(Requirement)
Look below for lines that hold the string "using" and copy each one.

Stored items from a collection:
[Start of section]

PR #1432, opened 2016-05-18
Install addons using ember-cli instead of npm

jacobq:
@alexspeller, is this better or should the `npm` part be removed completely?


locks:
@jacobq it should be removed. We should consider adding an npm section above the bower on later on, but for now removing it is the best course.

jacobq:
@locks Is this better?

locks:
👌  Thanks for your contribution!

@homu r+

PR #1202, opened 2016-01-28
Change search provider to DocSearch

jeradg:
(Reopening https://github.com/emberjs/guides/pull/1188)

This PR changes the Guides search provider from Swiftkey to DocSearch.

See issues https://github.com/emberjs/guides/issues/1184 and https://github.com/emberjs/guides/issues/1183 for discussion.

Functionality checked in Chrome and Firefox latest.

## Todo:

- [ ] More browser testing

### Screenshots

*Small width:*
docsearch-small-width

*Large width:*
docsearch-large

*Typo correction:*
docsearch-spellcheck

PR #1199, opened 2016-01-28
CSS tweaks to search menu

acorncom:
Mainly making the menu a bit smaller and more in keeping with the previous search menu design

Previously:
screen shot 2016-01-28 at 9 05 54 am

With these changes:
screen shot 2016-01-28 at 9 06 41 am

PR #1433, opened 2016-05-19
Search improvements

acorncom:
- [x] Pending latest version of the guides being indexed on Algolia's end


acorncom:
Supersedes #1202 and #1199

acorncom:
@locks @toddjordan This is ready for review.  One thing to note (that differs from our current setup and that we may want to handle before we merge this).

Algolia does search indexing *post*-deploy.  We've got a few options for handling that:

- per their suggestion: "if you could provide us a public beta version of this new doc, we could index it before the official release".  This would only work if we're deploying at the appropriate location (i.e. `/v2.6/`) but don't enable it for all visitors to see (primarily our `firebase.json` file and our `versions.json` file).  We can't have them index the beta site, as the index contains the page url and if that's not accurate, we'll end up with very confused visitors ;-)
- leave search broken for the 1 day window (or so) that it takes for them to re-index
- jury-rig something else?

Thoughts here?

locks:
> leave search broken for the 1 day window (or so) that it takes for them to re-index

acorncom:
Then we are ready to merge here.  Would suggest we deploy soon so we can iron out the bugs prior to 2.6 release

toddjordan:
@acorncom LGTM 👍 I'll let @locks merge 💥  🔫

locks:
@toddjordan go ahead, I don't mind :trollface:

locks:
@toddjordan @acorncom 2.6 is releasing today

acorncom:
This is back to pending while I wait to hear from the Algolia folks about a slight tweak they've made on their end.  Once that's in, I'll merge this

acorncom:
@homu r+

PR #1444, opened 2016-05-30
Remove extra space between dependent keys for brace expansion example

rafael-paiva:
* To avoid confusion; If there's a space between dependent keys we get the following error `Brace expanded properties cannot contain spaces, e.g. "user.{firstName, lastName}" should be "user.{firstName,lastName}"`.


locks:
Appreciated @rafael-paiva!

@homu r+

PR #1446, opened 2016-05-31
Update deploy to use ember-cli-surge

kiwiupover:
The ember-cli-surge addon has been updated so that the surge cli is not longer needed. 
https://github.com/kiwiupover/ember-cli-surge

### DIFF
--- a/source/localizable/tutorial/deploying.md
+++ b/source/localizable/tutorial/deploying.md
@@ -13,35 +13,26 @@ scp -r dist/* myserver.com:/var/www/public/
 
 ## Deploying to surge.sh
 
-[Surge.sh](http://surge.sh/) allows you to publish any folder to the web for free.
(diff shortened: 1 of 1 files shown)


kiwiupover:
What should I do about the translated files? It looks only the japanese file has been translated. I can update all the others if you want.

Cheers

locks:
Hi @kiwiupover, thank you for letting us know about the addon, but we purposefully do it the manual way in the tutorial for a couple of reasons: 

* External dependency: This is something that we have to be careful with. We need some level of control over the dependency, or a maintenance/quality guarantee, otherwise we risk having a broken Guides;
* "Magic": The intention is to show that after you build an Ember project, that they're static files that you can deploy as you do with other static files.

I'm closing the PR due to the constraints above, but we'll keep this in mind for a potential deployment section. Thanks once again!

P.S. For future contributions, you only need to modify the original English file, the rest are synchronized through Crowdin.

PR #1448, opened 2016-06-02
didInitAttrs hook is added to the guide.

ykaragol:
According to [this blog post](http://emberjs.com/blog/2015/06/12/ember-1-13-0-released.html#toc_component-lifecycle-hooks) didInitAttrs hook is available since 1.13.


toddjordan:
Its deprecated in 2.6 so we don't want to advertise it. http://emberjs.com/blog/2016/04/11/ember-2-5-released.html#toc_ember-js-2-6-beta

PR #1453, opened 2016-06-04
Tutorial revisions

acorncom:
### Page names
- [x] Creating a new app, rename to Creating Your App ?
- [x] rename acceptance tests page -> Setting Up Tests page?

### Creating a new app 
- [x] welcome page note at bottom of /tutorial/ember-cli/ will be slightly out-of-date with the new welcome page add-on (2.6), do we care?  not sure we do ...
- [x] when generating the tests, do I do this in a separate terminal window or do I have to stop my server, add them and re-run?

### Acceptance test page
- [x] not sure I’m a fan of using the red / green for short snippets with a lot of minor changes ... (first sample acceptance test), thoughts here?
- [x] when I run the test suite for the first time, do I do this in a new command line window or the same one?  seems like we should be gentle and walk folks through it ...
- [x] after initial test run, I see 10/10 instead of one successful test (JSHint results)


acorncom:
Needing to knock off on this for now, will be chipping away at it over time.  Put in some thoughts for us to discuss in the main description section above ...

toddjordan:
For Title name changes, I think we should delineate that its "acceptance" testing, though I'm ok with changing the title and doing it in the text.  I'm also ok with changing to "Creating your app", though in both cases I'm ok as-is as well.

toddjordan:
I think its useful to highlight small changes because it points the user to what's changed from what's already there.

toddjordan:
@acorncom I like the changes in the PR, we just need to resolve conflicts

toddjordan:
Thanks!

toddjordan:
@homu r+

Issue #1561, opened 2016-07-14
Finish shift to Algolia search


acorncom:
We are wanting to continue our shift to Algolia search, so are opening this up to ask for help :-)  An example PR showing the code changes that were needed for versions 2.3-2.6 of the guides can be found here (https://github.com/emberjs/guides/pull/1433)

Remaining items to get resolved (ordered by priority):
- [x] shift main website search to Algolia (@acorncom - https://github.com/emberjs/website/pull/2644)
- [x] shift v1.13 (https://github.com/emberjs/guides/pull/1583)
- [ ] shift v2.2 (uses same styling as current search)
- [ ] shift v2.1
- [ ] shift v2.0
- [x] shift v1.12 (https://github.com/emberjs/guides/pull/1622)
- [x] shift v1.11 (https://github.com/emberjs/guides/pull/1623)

[End of section]

(Answer box)
Install addons using ember-cli instead of npm
- [x] not sure I’m a fan of using the red / green for short snippets with a lot of minor changes ... (first sample acceptance test), thoughts here?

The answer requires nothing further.